When this drill began, I had 141 days (Feb 10 to June 30) to select a graduate law school (that would accept me), get approval from the Army and move my family and worldly possessions from Germany back to somewhere in the US and be enrolled in the law school.  Did I mention finding a place to live?  And, I waited to hear from Stanford.  Did I mention that I’m a Type A?

By Friday, March 7, I decided to call Dean Robinson.  I waited till 5:00 PM, which would be 9:00 AM in California.  Dean Robinson’s secretary told me he was on the East Coast and gave me the number.  I ended up talking to Dean Robinson at noontime in Cambridge, Massachusetts.  He apologized for not responding and told me I had been approved to come to Stanford.  They didn’t have a graduate criminal law program, but they would set me up with a criminal law professor and we could put a program together.  He assured me he would send a letter to me quickly.  I thanked him and hung up.  I looked at my wife, Carole, and said dejectedly, “Honey, we’re going to Northwestern.”  I really wanted to go to Stanford, but in the area of a graduate level criminal law program, Northwestern won hands down.  I would never become a California golden boy.

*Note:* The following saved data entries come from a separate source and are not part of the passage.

Issue #1472, opened 2024-07-03
Easy way to clamp objects to the ground


csciguy8:
We need a convenient way to force game objects to be at ground elevation of their current lat / long.

Came up on forum [here](https://community.cesium.com/t/stick-to-the-ground/13576).

There are many ways to achieve this with blueprints (as the forum post can show), but something easy would be ideal.

csciguy8:
We might be able to make a new cesium component that does exactly this, or add functionality to an existing component (like `CesiumGlobeAnchor`)

Solution would probably depend on [this cesium-native PR](https://github.com/CesiumGS/cesium-native/pull/783).

j9liu:
Came up on the forum here. https://community.cesium.com/t/is-there-a-way-to-detect-when-the-highest-lod-of-a-tileset-is-loaded/33540/

myepicspace:
As mentioned in [link](https://community.cesium.com/t/stick-to-the-ground/13576/6?u=epic_space) I solved this issue (or feature). I have tested it many times and it works very nice. even create a checkbox btn in my menu, to stick to ground actor or move free in air.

After reading through this blog, I realize the only thing whimsical was getting into the graduate program.  My selection of Northwestern was probably the right choice for me and I took the necessary steps to get there.  It gave me a chance to work with Professors Fred Inbau, Bill Martin and Jim Haddad.  Today, with the internet, I could have done all my research on line and made a much more informed decision in one-tenth of the time.  But in 1969, in Goeppingen,  Germany, with the clock running, we did what we had to do.  Auf Wiedersehen.